Also I don't think this compares to the "suits are making a comeback" at all
in the sense that it's at least a new and unique idea ... it's not a rehash
used strictly to manipulate the public.

------
larrys
As a concept this is a good idea and can be applied to righting other
"wrongs".

For example there have always been companies that will audit utility bills for
companies (and possibly individuals) but they are not widely known to the
general public.

If you make it easy for people they would almost certainly take a snap of
their utility bill and let someone else do the work in exchange for a cut of
the refund.

For one thing the company doing the work knows the lay of the land. They know
exactly what to look for and aren't going to spin their wheels. They don't
have to spend time learning.

But there is another dynamic going on here as well. Similar in a way to why
people do garage sales when the net revenue in many cases doesn't exceed the
effort. The reason is they'd rather get $2.00 or even .50c for something
rather than throwing it out.

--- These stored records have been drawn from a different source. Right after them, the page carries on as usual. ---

PR #1006, opened 2022-04-26
Simpler task loading message

### LINKED ISSUE #948: Simpler task loading messages: add text when loading is long
## Overview

Should be done after #947.

The two loading messages "Starting the activity" and "Loading the task" may be long and if so, more info should be displayed to the users.

## Notes

* I have assigned this task to @Iloveall but don't hesitate to ask  @ThomasJuster if you need help on Rx.
* Don't forget to make me (@smadbe) review the UI.

## Acceptance criteria
- [ ] For both case, if the loading is still ongoing after 5sec, display another sentence under it (smaller font, in grey (?) ).
- [ ] For the first, indicate "This should not take long. If you are stuck on this message, please retry and let us know if the problem persists."
- [ ] For the second, "The task is taking an unexpected long time to load... please wait..."

ThomasJuster:
## Description

Fixes #948 

:warning: The first use case cannot be tested because "Starting the activity" is displayed while waiting for an xhr request, which has a 3s timeout. Therefore, it will fall into an error state before actually displaying a message under "Starting the activity"

Here's how the message looks like:
image

## Test cases

- [ ] Case 1:
  1. Given I am any user with a throttled network
  2. When I go to [this item](https://dev.algorea.org/branch/simpler-task-loading-message/en/#/activities/by-id/2377619260689967292;path=4702,458602124916982205,4769434107088212490,8123435593727593341,5072731755477071719,8600972556668887052;parentAttempId=0/details)
  3. And I wait 5s after I see "Task loading"
  4. Then I see an additional message "The task is taking too long..."

### DIFF
--- a/src/app/modules/item/components/task-loader/task-loader.component.ts
+++ b/src/app/modules/item/components/task-loader/task-loader.component.ts
@@ -1,14 +1,31 @@
-import { Component, Input } from '@angular/core';
+import { Component, Input, OnDestroy, OnInit } from '@angular/core';
+import { Subscription, timer } from 'rxjs';
+import { SECONDS } from 'src/app/shared/helpers/duration';
 
 @Component({
   selector: 'alg-task-loader',
   templateUrl: './task-loader.component.html',
   styleUrls: [ './task-loader.component.scss' ]
 })
-export class TaskLoaderComponent {
+export class TaskLoaderComponent implements OnInit, OnDestroy {
 
   @Input() label = '';
+  @Input() delayedLabel = '';
+  @Input() delay = 5;
+
+  showDelayedLabel = false;
+  subscription?: Subscription;
 
   constructor() { }
+
+  ngOnInit(): void {
+    this.subscription = timer(this.delay*SECONDS).subscribe(() => {
+      this.showDelayedLabel = true;
+    });
+  }
+
+  ngOnDestroy(): void {
+    this.subscription?.unsubscribe();
+  }
 
 }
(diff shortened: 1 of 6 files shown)


src/app/modules/item/components/task-loader/task-loader.component.ts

It's not about the money in other words.
(Likewise you'd rather give away for free to someone rather than throwing out
because to your brain that feels like karma..)

With this type of service better that someone takes up your cause and allows
you to feel that you did something rather than feel like a, for lack of a
better way to put it, a schmuck who did nothing.

I can see a wide range of possibilities for these "justice" or even "advocate"
as a service ideas.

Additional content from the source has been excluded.